> _What the task asks_
Return all entries below exactly. Skip nothing.

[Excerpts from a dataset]
· · · · · · ·

PR #1105, opened 2017-03-20
RealtimeClient Implementation

valga:
#### What is RealtimeClient?
In short, it is like Push Notifications service: when something interesting happens, you will receive a notification from Instagram. It is used mostly for Direct Messages. Also, it is bi-directional: starting from April 2017 Instagram uses RealtimeClient for sending text messages to chats.

#### How can I listen to incoming messages?
We use [Événement](https://github.com/igorw/evenement) library. It is very simple to use, check out [an example](https://github.com/igorw/evenement#adding-listeners).

#### Where can I find a list of supported events and their parameters?
You can find the list of events in `src/Realtime.php`. Up-to-date parameters for all events are in `examples/realtimeClient.php`

#### I checked out an example. What is that loop magic?
We use [ReactPHP](http://reactphp.org/). It is based on something like JavaScript Event Loop: it allows you to write async code easily. Of course, it comes with some overhead, but it also offers an ease of use.

#### But wait, PHP is single-threaded.
Yes, you are right. And your event listeners will block everything else, so don't run any time-consuming tasks there. Also, you should write asynchronous code to interact with all third-party servers.

#### I started your example, and it just writes some debug info like forever. Is it ok?
It is totally ok. RealtimeClient is designed to run as a daemon. So it never stops, until something bad (like auth error) happens.

#### How can I interact with it, if it runs as daemon?
Check out `examples/realtimeHttp.php`. It offers a simple HTTP server, that implements some commands like:
```bash
# send typing notification to thread 123
$ curl -i 'http://127.0.0.1:1307/activity?threadId=123&flag=1'
# remove typing notification from thread 123
$ curl -i 'http://127.0.0.1:1307/activity?threadId=123&flag=0'
# stop realtimeclient
$ curl -i 'http://127.0.0.1:1307/stop'
```
Of course, you can use other methods, like Pub/Sub with Redis, etc. Just attach you favorite client to main loop and control everything.

#### Does it support proxy?
Yes, it supports HTTP(S) CONNECT and SOCKS proxies.

#### What happens when network connection is gone?
We will keep trying to reconnect with Instagram.


mgp25:
I have also this, but we need to talk about few things. Email on profile

Regards

SteveJobzniak:
Hi again @valga. The implementation is very clean, so this is definitely the right one to merge and work on!

Just ensure first to update it to follow the code format of the project:
https://github.com/mgp25/Instagram-API/blob/master/CONTRIBUTING.md

From a quick glance, you'll mainly need to change the functions so that their parameters follow the 1 argument per line rule which the rest of the code in this project uses. It's not enforced by StyleCI so that has to be done manually.

SteveJobzniak:
Also, since this is only 90% done and "may get people banned", I'd like to ensure that nobody merges this until it's 100% safe.

valga:
@SteveJobzniak, yeah, I remember about that. But speaking of code format, main thing is to write walls of documentation.

Also, overall progress is about 50%.

SteveJobzniak:
@valga Hehe, yes, your code itself is always very clean. <3 Just needs to have docs to explain unexpected/expected behaviors and exceptions.

But what you did in ImageAutoResizer is fine. A logical variable name + its data type is enough, when you did things like `@param int $src_x` etc. Nobody who is a programmer is going to misunderstand what that means.

And as for the new code here, I don't know what exceptions the functions throw (I mean the one from the 3rd party lirary), if any, but just document/catch those and change the function arguments to one per line. Everything else looked great at a quick glance. :-) As always!

mgp25:
@valga there are some constants you can place in `Constants.php` like:

```php
const PACKAGE_NAME = 'com.instagram.android';
const APPLICATION_NAME = 'InstagramForAndroid';
const CPU_ABI = 'armeabi-v7a:armeabi';

const APPLICATION_ID = '567067343352427';
const PLATFORM = 'android';
```

They are also used in some functions, in the latest commit i did you can notice:

```php
    const VERSION_CODE = '54119071';
```

Which is your `BUILD_VERSION` i guess. The reason i named it `VERSION_CODE` it is because there is a direct relation with it:

```
versionInfo:
  versionCode: '54119071'
  versionName: 10.15.0
```

I also added some Facebook Constants:

```php
    // Facebook Constants.
    const FACEBOOK_OTA_FIELDS = 'update%257Bdownload_uri%252Cdownload_uri_delta_base%252Cversion_code_delta_base%252Cdownload_uri_delta%252Cfallback_to_full_update%252Cfile_size_delta%252Cversion_code%252Cpublished_date%252Cfile_size%252Cota_bundle_type%252Cresources_checksum%257D';
    const FACEBOOK_ORCA_PROTOCOL_VERSION = 20150314;
    const FACEBOOK_ORCA_APPLICATION_ID = '124024574287414';
```

`FACEBOOK_OTA_FIELDS` is for a function that is used for updated over the air.

I also saw you are using a `APPLICATION_ID`, so maybe its the same as this one. I added the prefix `FACEBOOK_ORCA_` because thats how the APK reference it and makes more easy to differenciate it.

If you have any recommendation, send a PR and ill merge it.

Regards

valga:
@mgp25, I picked up your `VERSION_CODE` constant, thanks.

As for `APPLICATION_ID`, it seems they are using 2 different FB applications: official one (124...) and hidden one (567...). Hidden one is "Analytics Only", so may be it is the reason they use it in MQTT client.

Other constants are safe to include into `Constants.php`, except for `CPU_ABI`, as it is related with `Device` class. @SteveJobzniak, do you have any idea of how to include `CPU_ABI` into `Device` class safely?

mgp25:
@valga i pushed some commits to `Instagram.php` that makes conflicts with your PR. So you can update it.

I added two factor authentication.

Regards

valga:
@mgp25, yeah, I saw it. Two factor authentication is great!

By the way, RealtimeClient progress is about 80%.

aitte2:
Wow incredible work valga! Thank you! :)

MrLuit:
This looks very promising! I'm looking forward to see this being implemented.

SteveJobzniak:
@valga I'm temporarily home for easter. Saw your question now.

> Other constants are safe to include into Constants.php, except for CPU_ABI, as it is related with Device class. @SteveJobzniak, do you have any idea of how to include CPU_ABI into Device class safely?

Well, yeah that definitely belongs in the device class. It's a list of Android ABIs supported by the device. But I don't know how we can get that (safely) without actually having the devices.

User agents (which all other Device class info is built on) is easy, since those are logged from people who own the devices.

But the actual ABI list can only be queried if we have the device in our hands and make a test app to read the CPU_ABIS value...

Perhaps all modern devices have the same list of ABIs? Or perhaps it's simply based on the android version? In that case we could do something in the Device class which looks at android version and returns a list of ABIs for that version of Android. Hmm... Do you have any ideas?

Anyway, one more thing: I can see that we need to store 'experiments' in the database. Any reason why we can't just use the normal Experiments used by the regular login? If they differ, then I suggest naming the storage value "rtc_experiments" to not mix the two terms.

SteveJobzniak:
@valga Okay I've found the answer to CPU_ABI:

http://handstandsam.com/2016/01/28/determining-supported-processor-types-abis-for-an-android-device/

ABIs found on Android are in 3 categories:

ARM:
- armeabi
- armeabi-v7a (Typically also supports armeabi)
- arm64-v8a (Typically also supports armeabi and armeabi-v7a)

X86:
- x86
- x86_64 (Typically also supports x86)

MIPS:
- mips
- mips64 (Typically also supports mips)

And the author writes:

> “armeabi-v7a” is BY FAR the most widely seen ABI on Android. About 90+% of all phones made in the last few years supports this.  x86 is only on a few devices including the The Asus Zenphone 2, Genymotion Emulator and some Android Emulator images.   I’ve never even heard of any modern android device using a “mips” based processor.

· · · · · · ·

> _Answer to this task_
PR #1105, opened 2017-03-20
RealtimeClient Implementation

valga:
#### What is RealtimeClient?
In short, it is like Push Notifications service: when something interesting happens, you will receive a notification from Instagram. It is used mostly for Direct Messages. Also, it is bi-directional: starting from April 2017 Instagram uses RealtimeClient for sending text messages to chats.

#### How can I listen to incoming messages?
We use [Événement](https://github.com/igorw/evenement) library. It is very simple to use, check out [an example](https://github.com/igorw/evenement#adding-listeners).

#### Where can I find a list of supported events and their parameters?
You can find the list of events in `src/Realtime.php`. Up-to-date parameters for all events are in `examples/realtimeClient.php`

#### I checked out an example. What is that loop magic?
We use [ReactPHP](http://reactphp.org/). It is based on something like JavaScript Event Loop: it allows you to write async code easily. Of course, it comes with some overhead, but it also offers an ease of use.

#### But wait, PHP is single-threaded.
Yes, you are right. And your event listeners will block everything else, so don't run any time-consuming tasks there. Also, you should write asynchronous code to interact with all third-party servers.

#### I started your example, and it just writes some debug info like forever. Is it ok?
It is totally ok. RealtimeClient is designed to run as a daemon. So it never stops, until something bad (like auth error) happens.

#### How can I interact with it, if it runs as daemon?
Check out `examples/realtimeHttp.php`. It offers a simple HTTP server, that implements some commands like:
```bash
# send typing notification to thread 123
$ curl -i 'http://127.0.0.1:1307/activity?threadId=123&flag=1'
# remove typing notification from thread 123
$ curl -i 'http://127.0.0.1:1307/activity?threadId=123&flag=0'
# stop realtimeclient
$ curl -i 'http://127.0.0.1:1307/stop'
```
Of course, you can use other methods, like Pub/Sub with Redis, etc. Just attach you favorite client to main loop and control everything.

#### Does it support proxy?
Yes, it supports HTTP(S) CONNECT and SOCKS proxies.

#### What happens when network connection is gone?
We will keep trying to reconnect with Instagram.


mgp25:
I have also this, but we need to talk about few things. Email on profile

Regards

SteveJobzniak:
Hi again @valga. The implementation is very clean, so this is definitely the right one to merge and work on!

Just ensure first to update it to follow the code format of the project:
https://github.com/mgp25/Instagram-API/blob/master/CONTRIBUTING.md

From a quick glance, you'll mainly need to change the functions so that their parameters follow the 1 argument per line rule which the rest of the code in this project uses. It's not enforced by StyleCI so that has to be done manually.

SteveJobzniak:
Also, since this is only 90% done and "may get people banned", I'd like to ensure that nobody merges this until it's 100% safe.

valga:
@SteveJobzniak, yeah, I remember about that. But speaking of code format, main thing is to write walls of documentation.

Also, overall progress is about 50%.

SteveJobzniak:
@valga Hehe, yes, your code itself is always very clean. <3 Just needs to have docs to explain unexpected/expected behaviors and exceptions.

But what you did in ImageAutoResizer is fine. A logical variable name + its data type is enough, when you did things like `@param int $src_x` etc. Nobody who is a programmer is going to misunderstand what that means.

And as for the new code here, I don't know what exceptions the functions throw (I mean the one from the 3rd party lirary), if any, but just document/catch those and change the function arguments to one per line. Everything else looked great at a quick glance. :-) As always!

mgp25:
@valga there are some constants you can place in `Constants.php` like:

```php
const PACKAGE_NAME = 'com.instagram.android';
const APPLICATION_NAME = 'InstagramForAndroid';
const CPU_ABI = 'armeabi-v7a:armeabi';

const APPLICATION_ID = '567067343352427';
const PLATFORM = 'android';
```

They are also used in some functions, in the latest commit i did you can notice:

```php
    const VERSION_CODE = '54119071';
```

Which is your `BUILD_VERSION` i guess. The reason i named it `VERSION_CODE` it is because there is a direct relation with it:

```
versionInfo:
  versionCode: '54119071'
  versionName: 10.15.0
```

I also added some Facebook Constants:

```php
    // Facebook Constants.
    const FACEBOOK_OTA_FIELDS = 'update%257Bdownload_uri%252Cdownload_uri_delta_base%252Cversion_code_delta_base%252Cdownload_uri_delta%252Cfallback_to_full_update%252Cfile_size_delta%252Cversion_code%252Cpublished_date%252Cfile_size%252Cota_bundle_type%252Cresources_checksum%257D';
    const FACEBOOK_ORCA_PROTOCOL_VERSION = 20150314;
    const FACEBOOK_ORCA_APPLICATION_ID = '124024574287414';
```

`FACEBOOK_OTA_FIELDS` is for a function that is used for updated over the air.

I also saw you are using a `APPLICATION_ID`, so maybe its the same as this one. I added the prefix `FACEBOOK_ORCA_` because thats how the APK reference it and makes more easy to differenciate it.

If you have any recommendation, send a PR and ill merge it.

Regards

valga:
@mgp25, I picked up your `VERSION_CODE` constant, thanks.

As for `APPLICATION_ID`, it seems they are using 2 different FB applications: official one (124...) and hidden one (567...). Hidden one is "Analytics Only", so may be it is the reason they use it in MQTT client.

Other constants are safe to include into `Constants.php`, except for `CPU_ABI`, as it is related with `Device` class. @SteveJobzniak, do you have any idea of how to include `CPU_ABI` into `Device` class safely?

mgp25:
@valga i pushed some commits to `Instagram.php` that makes conflicts with your PR. So you can update it.

I added two factor authentication.

Regards

valga:
@mgp25, yeah, I saw it. Two factor authentication is great!

By the way, RealtimeClient progress is about 80%.

aitte2:
Wow incredible work valga! Thank you! :)

MrLuit:
This looks very promising! I'm looking forward to see this being implemented.

SteveJobzniak:
@valga I'm temporarily home for easter. Saw your question now.

> Other constants are safe to include into Constants.php, except for CPU_ABI, as it is related with Device class. @SteveJobzniak, do you have any idea of how to include CPU_ABI into Device class safely?

Well, yeah that definitely belongs in the device class. It's a list of Android ABIs supported by the device. But I don't know how we can get that (safely) without actually having the devices.

User agents (which all other Device class info is built on) is easy, since those are logged from people who own the devices.

But the actual ABI list can only be queried if we have the device in our hands and make a test app to read the CPU_ABIS value...

Perhaps all modern devices have the same list of ABIs? Or perhaps it's simply based on the android version? In that case we could do something in the Device class which looks at android version and returns a list of ABIs for that version of Android. Hmm... Do you have any ideas?

Anyway, one more thing: I can see that we need to store 'experiments' in the database. Any reason why we can't just use the normal Experiments used by the regular login? If they differ, then I suggest naming the storage value "rtc_experiments" to not mix the two terms.

SteveJobzniak:
@valga Okay I've found the answer to CPU_ABI:

http://handstandsam.com/2016/01/28/determining-supported-processor-types-abis-for-an-android-device/

ABIs found on Android are in 3 categories:

ARM:
- armeabi
- armeabi-v7a (Typically also supports armeabi)
- arm64-v8a (Typically also supports armeabi and armeabi-v7a)

X86:
- x86
- x86_64 (Typically also supports x86)

MIPS:
- mips
- mips64 (Typically also supports mips)

And the author writes:

> “armeabi-v7a” is BY FAR the most widely seen ABI on Android. About 90+% of all phones made in the last few years supports this.  x86 is only on a few devices including the The Asus Zenphone 2, Genymotion Emulator and some Android Emulator images.   I’ve never even heard of any modern android device using a “mips” based processor.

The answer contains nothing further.